Input records: Begin

PR #1339, opened 2022-10-24
Add feature to deprecate config options and refactor pwndbg.color.context

gsingh93:
The changes to lib/config.py and gdblib/config.py add a way to deprecate configuration parameters. When a configuration parameter is deprecated, the first time a user tries to set it, they'll see a warning telling them the new parameter name. Any time a user tries to set a deprecated parameter, we forward it to the new parameter.

This PR also refactors pwndbg.color.context to use `ColorConfig`, and makes use of the configuration deprecation.

### DIFF
--- a/pwndbg/color/context.py
+++ b/pwndbg/color/context.py
@@ -1,107 +1,43 @@
-import pwndbg.color.theme as theme
-from pwndbg.color import generateColorFunction
+from pwndbg.color import ColorConfig
+from pwndbg.color import ColorParamSpec
 from pwndbg.gdblib import config
 
-config_prefix_color = theme.add_color_param(
-    "code-prefix-color", "none", "color for 'context code' command (prefix marker)"
+# TODO: Should probably change - to .
+c = ColorConfig(
+    "context",
+    [
+        ColorParamSpec("register", "bold", "color for registers label"),
+        ColorParamSpec("register-changed", "red", "color for registers label (change marker)"),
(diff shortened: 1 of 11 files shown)


pwndbg/color/context.py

Input records: End

## Aim of the task
Where a line above contains the string "gdblib", copy that line.

## Exercise response
The changes to lib/config.py and gdblib/config.py add a way to deprecate configuration parameters. When a configuration parameter is deprecated, the first time a user tries to set it, they'll see a warning telling them the new parameter name. Any time a user tries to set a deprecated parameter, we forward it to the new parameter.
 from pwndbg.gdblib import config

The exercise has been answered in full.